++++ GIVEN ENTRIES
PR #1694, opened 2021-08-24
Change: use org slug claim in id token for signin

defunctzombie:
**User-Facing Changes**
After clicking the "signin" button, the user is presented with the device code dialog and their browser automatically opened to the device code authorization page. The web flow takes over from there and adds an org slug claim to the id token. When the polling endpoint for studio returns an id token, studio is able to immediately use that token to sign in rather than asking the user to select an org.

This simplifies the number of actions the user needs to take within studio to sign in.

**Description**
The new browser sign-in flow adds an org slug claim to the id token.
This removes the need to select an org inside studio thus simplifying
the sign-in process for studio.

### DIFF
--- a/packages/studio-base/src/components/AccountSettingsSidebar/SigninForm.tsx
+++ b/packages/studio-base/src/components/AccountSettingsSidebar/SigninForm.tsx
@@ -54,6 +54,19 @@ export default function SigninForm(): JSX.Element {
     [setBearerToken],
   );
 
+  // open new window with the device code to facilitate user signin flow
+  useEffect(() => {
+    if (!deviceCode) {
+      return;
+    }
+
+    const url = new URL(deviceCode.verification_uri);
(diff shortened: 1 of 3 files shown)


defunctzombie:
Blocked on console sign-in flow adding an org slug to the id token.

packages/studio-base/src/components/AccountSettingsSidebar/SigninForm.tsx
```diff
@@ -54,6 +54,19 @@ export default function SigninForm(): JSX.Element {
     [setBearerToken],
   );
 
+  // open new window with the device code to facilitate user signin flow
+  useEffect(() => {
+    if (!deviceCode) {
+      return;
+    }
+
+    const url = new URL(deviceCode.verification_uri);
```
rdgifford, line 63: should check props on deviceCode?

PR #1695, opened 2021-08-24
Upgrade xmldom

amacneil:
**User-Facing Changes**
None

**Description**
Upgrade `xmldom` (by switching to `@xmldom/xmldom`) to fix [CVE-2021-32796](https://github.com/advisories/GHSA-5fg8-2547-mr8q). See https://github.com/xmldom/xmldom/issues/271 for background on why the package name changed.

Types are now included in the package (https://github.com/xmldom/xmldom/issues/191). This PR adds `"lib": ["dom"]` to hooks package tsconfig because the previous xmldom types were automatically adding this for us with a `<reference lib="dom" />` (https://github.com/xmldom/xmldom/issues/285).

### DIFF
--- a/packages/hooks/tsconfig.json
+++ b/packages/hooks/tsconfig.json
@@ -3,6 +3,7 @@
   "include": ["./src/**/*"],
   "compilerOptions": {
     "rootDir": "./src",
-    "outDir": "./dist"
+    "outDir": "./dist",
+    "lib": ["dom", "es2020"]
   }
 }
--- a/desktop/main/rosPackageResources.ts
+++ b/desktop/main/rosPackageResources.ts
@@ -1,12 +1,12 @@
 // This Source Code Form is subject to the terms of the Mozilla Public
 // License, v2.0. If a copy of the MPL was not distributed with this
 // file, You can obtain one at http://mozilla.org/MPL/2.0/
+import { DOMParser } from "@xmldom/xmldom";
 import { protocol } from "electron";
 import { promises as fs } from "fs";
 import path from "path";
 import { PNG } from "pngjs";
 import UTIF from "utif";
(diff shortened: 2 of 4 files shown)


packages/hooks/tsconfig.json
```diff
@@ -3,6 +3,7 @@
   "include": ["./src/**/*"],
   "compilerOptions": {
     "rootDir": "./src",
-    "outDir": "./dist"
+    "outDir": "./dist",
+    "lib": ["dom", "es2020"]
```
amacneil, line 7: sanity check on this please

defunctzombie:
LGTM

karfau:
@amacneil (from the xmldom types perspective), I would really love to understand why the hooks package needed the change in tsconfig.json, since in the file you linked I do not see any reference to xmldom.
What exactly was the error message

defunctzombie:
@karfau The hooks package needed to specify "dom" in the lib config because the code in useVisibilityState (linked in an above comment) references the global "document". For that we need to tell typescript we want to bring in the dom library into our scope.

karfau:
Yes, that makes sense. I just don't understand why this change was required as part of this PR/how it is related to updating xmldom.

defunctzombie:
@karfau The previous xmldom types (@types/xmldom) had `<reference lib="dom" />`. This changes the typescript compiler configuration to add "dom" lib for any users of those types. The new types don't do this so the end user should add dom to their lib themselves.

amacneil:
Weirdly the new types do still contain that reference, but typescript definitely ignored it when I upgraded the package. 

I will try to make a minimal reproduction of this issue today.

amacneil:
Moving discussion to https://github.com/xmldom/xmldom/issues/285

PR #1698, opened 2021-08-24
Internal: debounce useResizeDetector changes

defunctzombie:
**User-Facing Changes**
None

**Description**
Avoid ResizeObserver loop limit exceeded errors by marking resize detector
events with a debounce refresh mode. This causes the react state update to
occur outside the resize observer handler.


defunctzombie:
Related https://github.com/maslianok/react-resize-detector/issues/45

web/src/index.tsx
```diff
@@ -12,6 +12,10 @@ import VersionBanner from "./VersionBanner";
 const log = Logger.getLogger(__filename);
 log.debug("initializing");
 
+window.onerror = (...args) => {
+  console.error(args);
```
jtbandes, line 16: probably `...args` here? no need to log it as an array

packages/studio-base/src/components/PanelToolbar/index.tsx
```diff
@@ -280,6 +280,8 @@ export default React.memo<Props>(function PanelToolbar({
 
   const { width, ref: sizeRef } = useResizeDetector({
     handleHeight: false,
+    refreshRate: 0,
+    refreshMode: "debounce",
```
jtbandes, line 284: drop a comment in these places to indicate why?

jtbandes (commented):
Seems fine – I feel like we still don't understand whether this change is doing something useful, but I guess suppressing a noisy error message that doesn't noticeably affect the app behavior is in itself useful 🤷

packages/studio-base/src/components/PanelToolbar/index.tsx
defunctzombie: yea - that seems like a good idea - I'll reference the resize detector issue in the comment

defunctzombie:
> @defunctzombie do you want to remove this from the sentry ignore list then? or keep it there?

https://github.com/foxglove/studio/issues/1790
++++++++
# AIM OF THE TASK
Write out the full listing exactly as given.

# OUTPUT FOR THIS TASK
PR #1694, opened 2021-08-24
Change: use org slug claim in id token for signin

defunctzombie:
**User-Facing Changes**
After clicking the "signin" button, the user is presented with the device code dialog and their browser automatically opened to the device code authorization page. The web flow takes over from there and adds an org slug claim to the id token. When the polling endpoint for studio returns an id token, studio is able to immediately use that token to sign in rather than asking the user to select an org.

This simplifies the number of actions the user needs to take within studio to sign in.

**Description**
The new browser sign-in flow adds an org slug claim to the id token.
This removes the need to select an org inside studio thus simplifying
the sign-in process for studio.

### DIFF
--- a/packages/studio-base/src/components/AccountSettingsSidebar/SigninForm.tsx
+++ b/packages/studio-base/src/components/AccountSettingsSidebar/SigninForm.tsx
@@ -54,6 +54,19 @@ export default function SigninForm(): JSX.Element {
     [setBearerToken],
   );
 
+  // open new window with the device code to facilitate user signin flow
+  useEffect(() => {
+    if (!deviceCode) {
+      return;
+    }
+
+    const url = new URL(deviceCode.verification_uri);
(diff shortened: 1 of 3 files shown)


defunctzombie:
Blocked on console sign-in flow adding an org slug to the id token.

packages/studio-base/src/components/AccountSettingsSidebar/SigninForm.tsx
```diff
@@ -54,6 +54,19 @@ export default function SigninForm(): JSX.Element {
     [setBearerToken],
   );
 
+  // open new window with the device code to facilitate user signin flow
+  useEffect(() => {
+    if (!deviceCode) {
+      return;
+    }
+
+    const url = new URL(deviceCode.verification_uri);
```
rdgifford, line 63: should check props on deviceCode?

PR #1695, opened 2021-08-24
Upgrade xmldom

amacneil:
**User-Facing Changes**
None

**Description**
Upgrade `xmldom` (by switching to `@xmldom/xmldom`) to fix [CVE-2021-32796](https://github.com/advisories/GHSA-5fg8-2547-mr8q). See https://github.com/xmldom/xmldom/issues/271 for background on why the package name changed.

Types are now included in the package (https://github.com/xmldom/xmldom/issues/191). This PR adds `"lib": ["dom"]` to hooks package tsconfig because the previous xmldom types were automatically adding this for us with a `<reference lib="dom" />` (https://github.com/xmldom/xmldom/issues/285).

### DIFF
--- a/packages/hooks/tsconfig.json
+++ b/packages/hooks/tsconfig.json
@@ -3,6 +3,7 @@
   "include": ["./src/**/*"],
   "compilerOptions": {
     "rootDir": "./src",
-    "outDir": "./dist"
+    "outDir": "./dist",
+    "lib": ["dom", "es2020"]
   }
 }
--- a/desktop/main/rosPackageResources.ts
+++ b/desktop/main/rosPackageResources.ts
@@ -1,12 +1,12 @@
 // This Source Code Form is subject to the terms of the Mozilla Public
 // License, v2.0. If a copy of the MPL was not distributed with this
 // file, You can obtain one at http://mozilla.org/MPL/2.0/
+import { DOMParser } from "@xmldom/xmldom";
 import { protocol } from "electron";
 import { promises as fs } from "fs";
 import path from "path";
 import { PNG } from "pngjs";
 import UTIF from "utif";
(diff shortened: 2 of 4 files shown)


packages/hooks/tsconfig.json
```diff
@@ -3,6 +3,7 @@
   "include": ["./src/**/*"],
   "compilerOptions": {
     "rootDir": "./src",
-    "outDir": "./dist"
+    "outDir": "./dist",
+    "lib": ["dom", "es2020"]
```
amacneil, line 7: sanity check on this please

defunctzombie:
LGTM

karfau:
@amacneil (from the xmldom types perspective), I would really love to understand why the hooks package needed the change in tsconfig.json, since in the file you linked I do not see any reference to xmldom.
What exactly was the error message

defunctzombie:
@karfau The hooks package needed to specify "dom" in the lib config because the code in useVisibilityState (linked in an above comment) references the global "document". For that we need to tell typescript we want to bring in the dom library into our scope.

karfau:
Yes, that makes sense. I just don't understand why this change was required as part of this PR/how it is related to updating xmldom.

defunctzombie:
@karfau The previous xmldom types (@types/xmldom) had `<reference lib="dom" />`. This changes the typescript compiler configuration to add "dom" lib for any users of those types. The new types don't do this so the end user should add dom to their lib themselves.

amacneil:
Weirdly the new types do still contain that reference, but typescript definitely ignored it when I upgraded the package. 

I will try to make a minimal reproduction of this issue today.

amacneil:
Moving discussion to https://github.com/xmldom/xmldom/issues/285

PR #1698, opened 2021-08-24
Internal: debounce useResizeDetector changes

defunctzombie:
**User-Facing Changes**
None

**Description**
Avoid ResizeObserver loop limit exceeded errors by marking resize detector
events with a debounce refresh mode. This causes the react state update to
occur outside the resize observer handler.


defunctzombie:
Related https://github.com/maslianok/react-resize-detector/issues/45

web/src/index.tsx
```diff
@@ -12,6 +12,10 @@ import VersionBanner from "./VersionBanner";
 const log = Logger.getLogger(__filename);
 log.debug("initializing");
 
+window.onerror = (...args) => {
+  console.error(args);
```
jtbandes, line 16: probably `...args` here? no need to log it as an array

packages/studio-base/src/components/PanelToolbar/index.tsx
```diff
@@ -280,6 +280,8 @@ export default React.memo<Props>(function PanelToolbar({
 
   const { width, ref: sizeRef } = useResizeDetector({
     handleHeight: false,
+    refreshRate: 0,
+    refreshMode: "debounce",
```
jtbandes, line 284: drop a comment in these places to indicate why?

jtbandes (commented):
Seems fine – I feel like we still don't understand whether this change is doing something useful, but I guess suppressing a noisy error message that doesn't noticeably affect the app behavior is in itself useful 🤷

packages/studio-base/src/components/PanelToolbar/index.tsx
defunctzombie: yea - that seems like a good idea - I'll reference the resize detector issue in the comment

defunctzombie:
> @defunctzombie do you want to remove this from the sentry ignore list then? or keep it there?

https://github.com/foxglove/studio/issues/1790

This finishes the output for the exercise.